### Exercise brief
Your answer should be every line from the records that contains "resolved".

### Records from a data collection
****

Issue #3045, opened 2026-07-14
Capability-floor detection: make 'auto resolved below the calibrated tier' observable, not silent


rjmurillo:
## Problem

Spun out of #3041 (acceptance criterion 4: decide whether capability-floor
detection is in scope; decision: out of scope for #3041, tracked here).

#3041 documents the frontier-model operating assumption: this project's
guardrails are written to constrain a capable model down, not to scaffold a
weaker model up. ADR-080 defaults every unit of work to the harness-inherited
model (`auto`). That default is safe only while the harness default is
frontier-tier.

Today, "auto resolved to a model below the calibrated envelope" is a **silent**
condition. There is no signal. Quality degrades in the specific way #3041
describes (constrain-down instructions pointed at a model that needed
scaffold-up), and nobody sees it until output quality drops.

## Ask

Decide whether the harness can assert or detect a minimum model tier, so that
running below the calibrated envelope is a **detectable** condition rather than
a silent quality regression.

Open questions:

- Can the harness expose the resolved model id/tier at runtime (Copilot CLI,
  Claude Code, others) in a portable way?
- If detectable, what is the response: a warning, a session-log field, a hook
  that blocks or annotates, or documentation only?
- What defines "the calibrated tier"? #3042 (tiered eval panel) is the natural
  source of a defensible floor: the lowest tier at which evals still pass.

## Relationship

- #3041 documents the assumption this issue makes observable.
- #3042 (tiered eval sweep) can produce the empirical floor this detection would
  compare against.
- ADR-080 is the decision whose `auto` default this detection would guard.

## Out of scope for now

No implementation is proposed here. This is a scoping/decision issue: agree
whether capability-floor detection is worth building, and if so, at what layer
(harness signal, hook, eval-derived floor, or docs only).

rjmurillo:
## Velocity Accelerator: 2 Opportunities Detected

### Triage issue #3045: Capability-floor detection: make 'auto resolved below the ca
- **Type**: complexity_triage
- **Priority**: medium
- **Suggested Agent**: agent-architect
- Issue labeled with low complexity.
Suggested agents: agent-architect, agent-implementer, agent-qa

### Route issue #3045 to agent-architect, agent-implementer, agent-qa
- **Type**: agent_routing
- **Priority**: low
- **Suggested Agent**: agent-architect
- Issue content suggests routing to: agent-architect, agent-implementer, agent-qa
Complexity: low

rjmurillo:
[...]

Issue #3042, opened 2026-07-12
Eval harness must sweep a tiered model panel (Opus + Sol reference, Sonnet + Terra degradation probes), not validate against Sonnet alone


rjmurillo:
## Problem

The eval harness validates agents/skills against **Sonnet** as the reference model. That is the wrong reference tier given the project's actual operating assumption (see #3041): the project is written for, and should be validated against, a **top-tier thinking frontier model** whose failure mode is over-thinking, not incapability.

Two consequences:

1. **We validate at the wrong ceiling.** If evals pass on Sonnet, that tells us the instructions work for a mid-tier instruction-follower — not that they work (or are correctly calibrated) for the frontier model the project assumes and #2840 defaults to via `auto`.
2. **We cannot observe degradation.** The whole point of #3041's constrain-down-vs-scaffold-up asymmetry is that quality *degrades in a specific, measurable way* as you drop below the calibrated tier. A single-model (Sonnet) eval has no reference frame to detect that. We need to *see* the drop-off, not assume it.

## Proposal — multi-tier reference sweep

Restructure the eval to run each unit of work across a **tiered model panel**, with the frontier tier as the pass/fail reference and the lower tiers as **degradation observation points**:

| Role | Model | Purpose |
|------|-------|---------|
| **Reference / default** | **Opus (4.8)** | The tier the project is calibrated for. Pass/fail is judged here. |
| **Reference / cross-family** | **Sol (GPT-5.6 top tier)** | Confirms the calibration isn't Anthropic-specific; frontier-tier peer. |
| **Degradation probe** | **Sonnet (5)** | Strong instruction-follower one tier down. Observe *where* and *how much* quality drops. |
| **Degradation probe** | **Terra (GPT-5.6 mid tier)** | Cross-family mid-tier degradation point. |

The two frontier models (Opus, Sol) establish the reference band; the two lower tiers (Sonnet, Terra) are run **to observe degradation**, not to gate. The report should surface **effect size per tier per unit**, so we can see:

****

### Completed task
Capability-floor detection: make 'auto resolved below the calibrated tier' observable, not silent
Today, "auto resolved to a model below the calibrated envelope" is a **silent**
- Can the harness expose the resolved model id/tier at runtime (Copilot CLI,
### Triage issue #3045: Capability-floor detection: make 'auto resolved below the ca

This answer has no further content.